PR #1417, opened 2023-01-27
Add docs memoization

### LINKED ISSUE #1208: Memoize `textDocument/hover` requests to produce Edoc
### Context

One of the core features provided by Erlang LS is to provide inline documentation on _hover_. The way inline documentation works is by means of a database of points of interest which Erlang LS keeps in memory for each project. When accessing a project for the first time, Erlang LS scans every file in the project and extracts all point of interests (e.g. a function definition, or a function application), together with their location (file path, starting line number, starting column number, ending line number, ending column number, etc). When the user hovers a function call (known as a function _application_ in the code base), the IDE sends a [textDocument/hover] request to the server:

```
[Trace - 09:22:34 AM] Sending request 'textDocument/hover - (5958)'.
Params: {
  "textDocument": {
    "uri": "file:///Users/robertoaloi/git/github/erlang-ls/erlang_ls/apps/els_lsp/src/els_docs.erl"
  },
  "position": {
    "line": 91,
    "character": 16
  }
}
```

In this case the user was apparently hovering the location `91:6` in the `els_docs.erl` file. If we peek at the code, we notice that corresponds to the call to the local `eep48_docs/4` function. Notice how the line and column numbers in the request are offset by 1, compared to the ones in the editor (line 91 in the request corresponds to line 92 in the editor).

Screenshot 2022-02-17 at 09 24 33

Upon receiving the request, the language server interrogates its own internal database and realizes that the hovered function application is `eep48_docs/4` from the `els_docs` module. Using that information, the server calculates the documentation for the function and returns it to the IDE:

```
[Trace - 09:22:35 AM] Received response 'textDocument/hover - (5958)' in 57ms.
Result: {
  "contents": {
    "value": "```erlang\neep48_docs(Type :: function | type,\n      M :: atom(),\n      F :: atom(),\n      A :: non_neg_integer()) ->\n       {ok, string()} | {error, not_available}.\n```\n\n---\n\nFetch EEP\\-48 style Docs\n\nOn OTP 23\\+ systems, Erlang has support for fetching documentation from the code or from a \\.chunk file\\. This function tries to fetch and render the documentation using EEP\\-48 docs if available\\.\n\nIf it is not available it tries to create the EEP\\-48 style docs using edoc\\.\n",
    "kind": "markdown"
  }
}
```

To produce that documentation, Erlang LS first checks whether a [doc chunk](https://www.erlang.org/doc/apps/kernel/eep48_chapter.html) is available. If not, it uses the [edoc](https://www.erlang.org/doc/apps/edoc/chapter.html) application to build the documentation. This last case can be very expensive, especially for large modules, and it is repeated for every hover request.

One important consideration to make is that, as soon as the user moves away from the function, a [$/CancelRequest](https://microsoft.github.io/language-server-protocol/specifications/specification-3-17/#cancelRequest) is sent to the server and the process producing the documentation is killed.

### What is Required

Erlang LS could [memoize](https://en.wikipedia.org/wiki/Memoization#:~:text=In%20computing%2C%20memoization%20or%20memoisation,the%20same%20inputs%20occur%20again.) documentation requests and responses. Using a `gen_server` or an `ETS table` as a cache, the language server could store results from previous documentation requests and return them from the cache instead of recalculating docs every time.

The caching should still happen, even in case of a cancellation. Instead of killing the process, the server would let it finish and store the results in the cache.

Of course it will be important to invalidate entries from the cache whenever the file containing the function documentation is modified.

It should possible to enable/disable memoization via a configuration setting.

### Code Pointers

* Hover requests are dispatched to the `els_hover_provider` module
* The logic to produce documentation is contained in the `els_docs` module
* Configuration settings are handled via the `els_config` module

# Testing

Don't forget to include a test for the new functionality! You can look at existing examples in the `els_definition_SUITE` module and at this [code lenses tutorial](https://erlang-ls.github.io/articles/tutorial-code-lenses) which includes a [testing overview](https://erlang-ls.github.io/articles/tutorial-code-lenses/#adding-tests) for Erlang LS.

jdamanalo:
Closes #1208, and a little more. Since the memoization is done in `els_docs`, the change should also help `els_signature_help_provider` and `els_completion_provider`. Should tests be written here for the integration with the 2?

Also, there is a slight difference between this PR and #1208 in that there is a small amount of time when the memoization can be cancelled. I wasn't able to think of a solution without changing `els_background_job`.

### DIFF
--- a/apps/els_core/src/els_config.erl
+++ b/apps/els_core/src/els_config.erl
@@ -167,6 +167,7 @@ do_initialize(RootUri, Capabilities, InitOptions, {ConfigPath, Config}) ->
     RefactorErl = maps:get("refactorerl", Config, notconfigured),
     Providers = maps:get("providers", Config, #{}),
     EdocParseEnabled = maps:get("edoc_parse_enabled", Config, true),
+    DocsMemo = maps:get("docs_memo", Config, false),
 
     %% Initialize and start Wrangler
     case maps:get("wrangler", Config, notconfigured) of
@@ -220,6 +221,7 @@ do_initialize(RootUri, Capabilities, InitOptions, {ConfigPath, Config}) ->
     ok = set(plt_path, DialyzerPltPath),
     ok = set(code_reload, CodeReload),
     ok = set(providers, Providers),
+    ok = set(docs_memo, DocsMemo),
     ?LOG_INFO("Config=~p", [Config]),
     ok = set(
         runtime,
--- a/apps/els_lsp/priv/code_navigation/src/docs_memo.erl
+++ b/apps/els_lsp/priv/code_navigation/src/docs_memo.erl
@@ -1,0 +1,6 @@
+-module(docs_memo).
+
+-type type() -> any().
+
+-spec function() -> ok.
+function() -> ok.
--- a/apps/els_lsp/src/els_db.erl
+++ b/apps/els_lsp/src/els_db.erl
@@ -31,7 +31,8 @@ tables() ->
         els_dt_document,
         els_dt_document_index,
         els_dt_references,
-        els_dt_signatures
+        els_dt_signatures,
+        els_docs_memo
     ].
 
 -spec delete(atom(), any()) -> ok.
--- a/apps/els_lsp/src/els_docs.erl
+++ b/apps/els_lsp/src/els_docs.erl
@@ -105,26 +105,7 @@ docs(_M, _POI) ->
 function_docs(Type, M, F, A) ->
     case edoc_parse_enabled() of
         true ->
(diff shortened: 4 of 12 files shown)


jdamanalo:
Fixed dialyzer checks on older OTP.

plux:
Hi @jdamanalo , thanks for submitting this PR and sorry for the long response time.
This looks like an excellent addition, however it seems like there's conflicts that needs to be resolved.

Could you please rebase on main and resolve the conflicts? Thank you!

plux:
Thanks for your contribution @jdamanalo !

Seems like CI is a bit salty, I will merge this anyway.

━━━━━━

» WHAT IS EXPECTED:
Print the material exactly. Include every line.

» EXERCISE RESPONSE:
PR #1417, opened 2023-01-27
Add docs memoization

### LINKED ISSUE #1208: Memoize `textDocument/hover` requests to produce Edoc
### Context

One of the core features provided by Erlang LS is to provide inline documentation on _hover_. The way inline documentation works is by means of a database of points of interest which Erlang LS keeps in memory for each project. When accessing a project for the first time, Erlang LS scans every file in the project and extracts all point of interests (e.g. a function definition, or a function application), together with their location (file path, starting line number, starting column number, ending line number, ending column number, etc). When the user hovers a function call (known as a function _application_ in the code base), the IDE sends a [textDocument/hover] request to the server:

```
[Trace - 09:22:34 AM] Sending request 'textDocument/hover - (5958)'.
Params: {
  "textDocument": {
    "uri": "file:///Users/robertoaloi/git/github/erlang-ls/erlang_ls/apps/els_lsp/src/els_docs.erl"
  },
  "position": {
    "line": 91,
    "character": 16
  }
}
```

In this case the user was apparently hovering the location `91:6` in the `els_docs.erl` file. If we peek at the code, we notice that corresponds to the call to the local `eep48_docs/4` function. Notice how the line and column numbers in the request are offset by 1, compared to the ones in the editor (line 91 in the request corresponds to line 92 in the editor).

Screenshot 2022-02-17 at 09 24 33

Upon receiving the request, the language server interrogates its own internal database and realizes that the hovered function application is `eep48_docs/4` from the `els_docs` module. Using that information, the server calculates the documentation for the function and returns it to the IDE:

```
[Trace - 09:22:35 AM] Received response 'textDocument/hover - (5958)' in 57ms.
Result: {
  "contents": {
    "value": "```erlang\neep48_docs(Type :: function | type,\n      M :: atom(),\n      F :: atom(),\n      A :: non_neg_integer()) ->\n       {ok, string()} | {error, not_available}.\n```\n\n---\n\nFetch EEP\\-48 style Docs\n\nOn OTP 23\\+ systems, Erlang has support for fetching documentation from the code or from a \\.chunk file\\. This function tries to fetch and render the documentation using EEP\\-48 docs if available\\.\n\nIf it is not available it tries to create the EEP\\-48 style docs using edoc\\.\n",
    "kind": "markdown"
  }
}
```

To produce that documentation, Erlang LS first checks whether a [doc chunk](https://www.erlang.org/doc/apps/kernel/eep48_chapter.html) is available. If not, it uses the [edoc](https://www.erlang.org/doc/apps/edoc/chapter.html) application to build the documentation. This last case can be very expensive, especially for large modules, and it is repeated for every hover request.

One important consideration to make is that, as soon as the user moves away from the function, a [$/CancelRequest](https://microsoft.github.io/language-server-protocol/specifications/specification-3-17/#cancelRequest) is sent to the server and the process producing the documentation is killed.

### What is Required

Erlang LS could [memoize](https://en.wikipedia.org/wiki/Memoization#:~:text=In%20computing%2C%20memoization%20or%20memoisation,the%20same%20inputs%20occur%20again.) documentation requests and responses. Using a `gen_server` or an `ETS table` as a cache, the language server could store results from previous documentation requests and return them from the cache instead of recalculating docs every time.

The caching should still happen, even in case of a cancellation. Instead of killing the process, the server would let it finish and store the results in the cache.

Of course it will be important to invalidate entries from the cache whenever the file containing the function documentation is modified.

It should possible to enable/disable memoization via a configuration setting.

### Code Pointers

* Hover requests are dispatched to the `els_hover_provider` module
* The logic to produce documentation is contained in the `els_docs` module
* Configuration settings are handled via the `els_config` module

# Testing

Don't forget to include a test for the new functionality! You can look at existing examples in the `els_definition_SUITE` module and at this [code lenses tutorial](https://erlang-ls.github.io/articles/tutorial-code-lenses) which includes a [testing overview](https://erlang-ls.github.io/articles/tutorial-code-lenses/#adding-tests) for Erlang LS.

jdamanalo:
Closes #1208, and a little more. Since the memoization is done in `els_docs`, the change should also help `els_signature_help_provider` and `els_completion_provider`. Should tests be written here for the integration with the 2?

Also, there is a slight difference between this PR and #1208 in that there is a small amount of time when the memoization can be cancelled. I wasn't able to think of a solution without changing `els_background_job`.

### DIFF
--- a/apps/els_core/src/els_config.erl
+++ b/apps/els_core/src/els_config.erl
@@ -167,6 +167,7 @@ do_initialize(RootUri, Capabilities, InitOptions, {ConfigPath, Config}) ->
     RefactorErl = maps:get("refactorerl", Config, notconfigured),
     Providers = maps:get("providers", Config, #{}),
     EdocParseEnabled = maps:get("edoc_parse_enabled", Config, true),
+    DocsMemo = maps:get("docs_memo", Config, false),
 
     %% Initialize and start Wrangler
     case maps:get("wrangler", Config, notconfigured) of
@@ -220,6 +221,7 @@ do_initialize(RootUri, Capabilities, InitOptions, {ConfigPath, Config}) ->
     ok = set(plt_path, DialyzerPltPath),
     ok = set(code_reload, CodeReload),
     ok = set(providers, Providers),
+    ok = set(docs_memo, DocsMemo),
     ?LOG_INFO("Config=~p", [Config]),
     ok = set(
         runtime,
--- a/apps/els_lsp/priv/code_navigation/src/docs_memo.erl
+++ b/apps/els_lsp/priv/code_navigation/src/docs_memo.erl
@@ -1,0 +1,6 @@
+-module(docs_memo).
+
+-type type() -> any().
+
+-spec function() -> ok.
+function() -> ok.
--- a/apps/els_lsp/src/els_db.erl
+++ b/apps/els_lsp/src/els_db.erl
@@ -31,7 +31,8 @@ tables() ->
         els_dt_document,
         els_dt_document_index,
         els_dt_references,
-        els_dt_signatures
+        els_dt_signatures,
+        els_docs_memo
     ].
 
 -spec delete(atom(), any()) -> ok.
--- a/apps/els_lsp/src/els_docs.erl
+++ b/apps/els_lsp/src/els_docs.erl
@@ -105,26 +105,7 @@ docs(_M, _POI) ->
 function_docs(Type, M, F, A) ->
     case edoc_parse_enabled() of
         true ->
(diff shortened: 4 of 12 files shown)


jdamanalo:
Fixed dialyzer checks on older OTP.

plux:
Hi @jdamanalo , thanks for submitting this PR and sorry for the long response time.
This looks like an excellent addition, however it seems like there's conflicts that needs to be resolved.

Could you please rebase on main and resolve the conflicts? Thank you!

plux:
Thanks for your contribution @jdamanalo !

Seems like CI is a bit salty, I will merge this anyway.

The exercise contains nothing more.